*YOUR ASSIGNMENT*
Determine the number of lines below that contain the string "tresdonicf", and state only that number.

*MATERIAL SHOWN*
PR #1662, opened 2026-08-05
DEMOS-1880 - ADMIN: Edit State access for State users on User Management

nunesmlucas:
# DEMOS-1880: Edit State access for State users on User Management

Admins can now edit which States a State user is assigned to from the User Management tab.

Adds a row-selection column and an Edit icon, disabled ("Select a State User to Edit") until
exactly one State user is selected. It opens a new `AssignStatesDialog` with the user's name and an
alphabetical multi-select of States and Territories — no "All States" option, since CMS and Admin
users implicitly get every State and aren't editable. Assign is disabled until a State is selected;
submitting calls the existing `setPersonStates` mutation, refetches, closes, and toasts "Updates
have been made successfully". Cancel reuses `BaseDialog`'s confirm-on-change. Client-only — the
mutation shipped with DEMOS-2021.

Two things for review. The mockup shows "All States" in the dropdown, which contradicts the ticket;
I built it per the ticket. Relatedly, Assign enables on one State selected (per the AC) rather than
on has-changes like our other dialogs — happy to flip it. Separately, the server rejects removing a
State while the user is assigned to a demonstration in it, and that surfaces as a generic error
toast; worth a follow-up to show why.

https://github.com/user-attachments/assets/755a86bd-90e5-410b-849e-e96d92fa89fa


client/src/components/table/tables/UserManagementTable.tsx
```diff
@@ -55,6 +67,24 @@ export const UserManagementTable: React.FC = () => {
...
+              aria-label="Edit State Assignments"
+              tooltip={canEdit ? EDIT_STATES_ENABLED_TOOLTIP : EDIT_STATES_DISABLED_TOOLTIP}
+              disabled={!canEdit}
+              onClick={() => canEdit && showAssignStatesDialog(selected[0].person)}
+            >
+              <EditIcon />
+            </CircleButton>
+          </div>
+        );
+      }}
```
tresdonicf, line 87: Would be kinda nice to break this out into its own component instead of inling it here:

```
const actionButtons(table) = ...
...
actionButtons={actionButtons(table)}
```

client/src/components/dialog/user/AssignStatesDialog.tsx
```diff
@@ -0,0 +1,118 @@
...
+}) => {
+  const { showSuccess, showError } = useToast();
+  const [setPersonStates, { loading: saving }] = useMutation(SET_PERSON_STATES_MUTATION, {
+    refetchQueries: [USER_MANAGEMENT_QUERY_NAME],
+  });
+
+  const initialStateIds = React.useMemo(
+    () => sortByStateName(person.states.map((state) => state.id)),
+    [person.states]
+  );
```
tresdonicf, line 70: I don't think we need the `useMemo` here

client/src/components/dialog/user/AssignStatesDialog.tsx
```diff
@@ -0,0 +1,118 @@
...
+        id
+        name
+      }
+    }
+  }
+`;
+
+const sameStates = (initialStateIds: string[], selectedStateIds: string[]): boolean =>
+  initialStateIds.length === selectedStateIds.length &&
+  initialStateIds.every((stateId) => selectedStateIds.includes(stateId));
```
tresdonicf, line 53: awesome  nice breaking these out!

tresdonicf (approved):
Couple of notes but looks good all in all!

tresdonicf (approved):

*YOUR RESPONSE*
5